## Exercise
Would you copy each line of the data below that has "provided"?
Start of Given records
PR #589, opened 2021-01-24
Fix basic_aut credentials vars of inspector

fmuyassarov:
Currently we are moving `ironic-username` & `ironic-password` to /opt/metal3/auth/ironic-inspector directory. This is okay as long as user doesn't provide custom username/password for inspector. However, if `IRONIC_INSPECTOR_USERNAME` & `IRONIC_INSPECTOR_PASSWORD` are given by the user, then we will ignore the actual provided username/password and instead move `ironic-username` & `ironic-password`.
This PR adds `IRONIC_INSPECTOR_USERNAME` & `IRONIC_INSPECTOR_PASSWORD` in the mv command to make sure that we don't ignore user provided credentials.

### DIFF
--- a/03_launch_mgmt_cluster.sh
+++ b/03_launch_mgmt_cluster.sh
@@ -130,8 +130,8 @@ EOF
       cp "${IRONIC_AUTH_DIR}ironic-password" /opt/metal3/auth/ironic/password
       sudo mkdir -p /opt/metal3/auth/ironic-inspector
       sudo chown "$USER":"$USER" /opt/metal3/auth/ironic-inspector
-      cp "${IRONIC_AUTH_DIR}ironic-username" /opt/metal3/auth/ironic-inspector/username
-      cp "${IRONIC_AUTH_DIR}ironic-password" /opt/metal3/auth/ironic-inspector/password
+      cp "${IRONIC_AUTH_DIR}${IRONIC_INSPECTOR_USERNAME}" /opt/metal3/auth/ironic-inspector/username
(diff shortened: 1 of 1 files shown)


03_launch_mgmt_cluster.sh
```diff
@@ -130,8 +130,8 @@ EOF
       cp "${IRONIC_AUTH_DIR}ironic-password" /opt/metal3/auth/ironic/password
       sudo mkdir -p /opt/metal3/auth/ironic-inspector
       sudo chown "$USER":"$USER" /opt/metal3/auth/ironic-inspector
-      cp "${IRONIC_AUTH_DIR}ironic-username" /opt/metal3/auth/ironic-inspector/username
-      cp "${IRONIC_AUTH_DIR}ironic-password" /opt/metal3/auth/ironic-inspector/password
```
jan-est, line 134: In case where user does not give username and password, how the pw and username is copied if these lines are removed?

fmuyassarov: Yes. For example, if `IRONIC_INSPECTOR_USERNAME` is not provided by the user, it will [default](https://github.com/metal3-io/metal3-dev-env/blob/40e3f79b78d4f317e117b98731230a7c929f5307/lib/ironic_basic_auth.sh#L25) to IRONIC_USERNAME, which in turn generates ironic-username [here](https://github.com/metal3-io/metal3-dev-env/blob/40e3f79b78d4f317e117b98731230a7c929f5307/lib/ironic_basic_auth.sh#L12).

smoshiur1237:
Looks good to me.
End of Given records
## Written answer
Currently we are moving `ironic-username` & `ironic-password` to /opt/metal3/auth/ironic-inspector directory. This is okay as long as user doesn't provide custom username/password for inspector. However, if `IRONIC_INSPECTOR_USERNAME` & `IRONIC_INSPECTOR_PASSWORD` are given by the user, then we will ignore the actual provided username/password and instead move `ironic-username` & `ironic-password`.
This PR adds `IRONIC_INSPECTOR_USERNAME` & `IRONIC_INSPECTOR_PASSWORD` in the mv command to make sure that we don't ignore user provided credentials.
fmuyassarov: Yes. For example, if `IRONIC_INSPECTOR_USERNAME` is not provided by the user, it will [default](https://github.com/metal3-io/metal3-dev-env/blob/40e3f79b78d4f317e117b98731230a7c929f5307/lib/ironic_basic_auth.sh#L25) to IRONIC_USERNAME, which in turn generates ironic-username [here](https://github.com/metal3-io/metal3-dev-env/blob/40e3f79b78d4f317e117b98731230a7c929f5307/lib/ironic_basic_auth.sh#L12).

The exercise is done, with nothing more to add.